Atomic Scale Mechanisms of Multimode Oxide Growth on Nickel-Chromium Alloy: Direct In Situ Observation of the Initial Oxide Nucleation and Growth

The initial growth mode of oxide on alloy plays a decisive role in the development of protective oxide scales on metals and alloys, which is critical for their functionality for high temperature applications. However, the atomistic mechanisms dictating that the oxide growth remain elusive due to the lack of direct in situ observation of the initial oxide nucleation and growth at atomic-scale. Herein, we employed environmental transmission electron microscopy and the first-principles calculations to elucidate the initial atomic process of nickel-chromium (Ni- Cr) alloy oxidation. We directly revealed three different oxide growth modes of initial NiO islands on Ni-Cr alloy upon oxidation by O-2, which result in distinct crystallography and morphology. The multimode oxide growth leads to irregular-shaped oxides, which is shown to be sensitive to the local mass transport. This localization of oxide growth mode is also demonstrated by the identified vigorous competence in oxide growth and thus shown to be kinetically controlled.

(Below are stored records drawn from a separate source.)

PR #752, opened 2021-07-21
Authenticated GitHub package download

tekerson:
# Problem

Resolves OctopusDeploy/Issues#6922

The GitHub API is returning a 404 for private repositories when the download is done from the target as opposed to the server. After some investigation the root cause appears to be that the `WebClient.Credentials` property only causes the `Authorization` header to be added when a 401 response is received but the GitHub API [returns a 404 for unauthenticated requests](https://docs.github.com/en/rest/overview/troubleshooting#404-error-for-an-existing-repository). So, the credentials are never used.

# Solution

The solution here involves explicitly setting the `Authorization` header instead of relying on the Credentials behaviour.

### DIFF
--- a/source/Calamari.Shared/Integration/Packages/Download/GitHubPackageDownloader.cs
+++ b/source/Calamari.Shared/Integration/Packages/Download/GitHubPackageDownloader.cs
@@ -37,15 +37,15 @@ namespace Calamari.Integration.Packages.Download
             this.freeSpaceChecker = freeSpaceChecker;
         }
 
-        public PackagePhysicalFileMetadata DownloadPackage(
-            string packageId,
-            IVersion version,
-            string feedId,
-            Uri feedUri,
-            ICredentials feedCredentials,
-            bool forcePackageDownload,
-            int maxDownloadAttempts,
-            TimeSpan downloadAttemptBackoff)
+        public PackagePhysicalFileMetadata DownloadPackage(string packageId,
+                                                           IVersion version,
+                                                           string feedId,
+                                                           Uri feedUri,
+                                                           string? feedUsername,
+                                                           string? feedPassword,
+                                                           bool forcePackageDownload,
+                                                           int maxDownloadAttempts,
+                                                           TimeSpan downloadAttemptBackoff)
         {
             var cacheDirectory = PackageDownloaderUtils.GetPackageRoot(feedId);
             fileSystem.EnsureDirectoryExists(cacheDirectory);
@@ -63,7 +63,7 @@ namespace Calamari.Integration.Packages.Download
             return DownloadPackage(packageId,
                                    version,
                                    feedUri,
-                                   feedCredentials,
+                                   feedPassword,
                                    cacheDirectory,
                                    maxDownloadAttempts,
                                    downloadAttemptBackoff);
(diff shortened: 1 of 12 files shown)


source/Calamari.Shared/Integration/Packages/Download/GitHubPackageDownloader.cs
```diff
@@ -238,6 +238,14 @@ JToken PerformRequest(ICredentials feedCredentials, string uri)
             }
         }
 
+        void AddAuthorization(WebClient client, string? authorizationToken)
+        {
+            if (!String.IsNullOrWhiteSpace(authorizationToken))
+            {
+                client.Headers.Set(HttpRequestHeader.Authorization, String.Concat("token ", authorizationToken));
```
tekerson, line 245: This is the actual fix - explicitly setting the `Authorization` header to use the OAuth/Personal Access token

source/Calamari/Commands/DownloadPackageCommand.cs
```diff
@@ -133,16 +134,6 @@ public override int Execute(string[] commandLineArguments)
             return 0;
         }
 
-        static ICredentials GetFeedCredentials(string feedUsername, string feedPassword)
```
tekerson, line 136: The requirements for authentication are different for each downloader implementation (e.g. GitHub doesn't require the username) so the checking and marshalling of the provided values into a valid credential is delegated to each implementation.

source/Calamari/Commands/DownloadPackageCommand.cs
```diff
@@ -62,10 +62,10 @@ public class DownloadPackageCommand : Command
                     }
                     versionFormat = format;
                 });
-            Options.Add("feedId=", "Id of the NuGet feed", v => feedId = v);
```
tekerson, line 65: This change is purely aesthetic - the CLI interface is not specific (any more) to NuGet feeds.

source/Calamari.Shared/Integration/Packages/Download/NuGetPackageDownloader.cs
```diff
@@ -140,5 +140,15 @@ void CheckWhetherThePackageHasDependencies(PackagePhysicalFileMetadata pkg)
                     string.Join(", ", dependencies.Select(dependency => $"{dependency.Id}")),
                     WhyAmINotAllowedToUseDependencies);
         }
+        
+        static ICredentials GetFeedCredentials(string? feedUsername, string? feedPassword)
```
johnsimons, line 144: This seems to be repeated a few times, wondering if it is worth sharing?

johnsimons (approved):
LGTM, I assume there will be a Server PR to go with it?

source/Calamari.Shared/Integration/Packages/Download/NuGetPackageDownloader.cs
tekerson: I did consider that, but I don't know if the behaviour **should** actually be the same or if it is only currently the same **because** it was shared (my guess is the latter).
I'm also not sure where the shared version would make sense? the `PackageDownloaderUtils`? But again, that seems to be too general when it doesn't apply to app downloaders and the `*Utils` could end up as a grab bag of dissociated "helpers".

The concept exemplified here provides insights into the oxide formation and has significant implications in other material and chemical processes involving oxygen gas, such as corrosion, heterogeneous catalysis, and ionic conduction.

Automated summary

The initial growth mode of oxide on alloy is crucial for the development of protective oxide scales on metals and alloys, but the specific atomistic mechanisms governing this growth remain unclear. By using environmental transmission electron microscopy and first-principles calculations, researchers have elucidated three different oxide growth modes of initial NiO islands on Ni-Cr alloy upon oxidation by O-2, showing that oxide growth is sensitive to local mass transport and kinetically controlled. This concept provides insights into oxide formation and has significant implications in material and chemical processes involving oxygen gas.